I knew my brother was not the monster he had become, and several times we would have deep conversations where he’d express a desire to get himself clean. He even checked himself into a rehabilitation clinic at one point, a free program run by a Catholic organization. However, he soon checked himself out after seeing how much older and more religious the rest of the patients were than him. I had researched many other rehabilitation programs in the area, but with my family having no health insurance these programs were simply impossible for him to attend. Soon enough the cycle would resume and he was back to his drug use.
Finally one night my parents could take no more and called the police upon one of his late night returns. He fled the house and the officers informed us that they would arrest him upon his return. Fortunately, he ended up at the (blank) Mission where he was able to finally beat his addiction. Visiting him for the first time in that old, under kept building on Christmas morning was one of the proudest moments I’d ever felt. Although he’s had several relapses since then, I’m happy to say that he’s been clean for over six months now.

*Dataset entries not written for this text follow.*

PR #521, opened 2019-10-30
Lesson 07 (Assignment 6 HTML Renderer)

zmeves:


students/zach_meves/lesson07/html_render.py
```diff
@@ -0,0 +1,165 @@
+#!/usr/bin/env python3
+
+"""
+A class-based system for rendering html.
+"""
+
+from typing import Union
```
charlesrobison: Union imported but not being used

Not everyone who deals with drug addiction is as fortunate as my brother was. Many are unable to break the cycle of addiction before it’s too late and they end up in prison or worse, dead from an overdose. I find the current system of minor financial punishment for drug offenders to be inadequate. Without presenting them with an opportunity to better themselves, these punishments are just another component in the cycle of addiction. I hope to one-day influence public policy, as a lawyer, to make quality rehabilitation opportunities available to those who cannot afford them and incorporate them into the judicial process as a means of criminal correction. If admitted to (blank) Law School I will work tirelessly to learn as much as possible so that I can one day make a positive impact on a plague that cripples so many communities across the United States.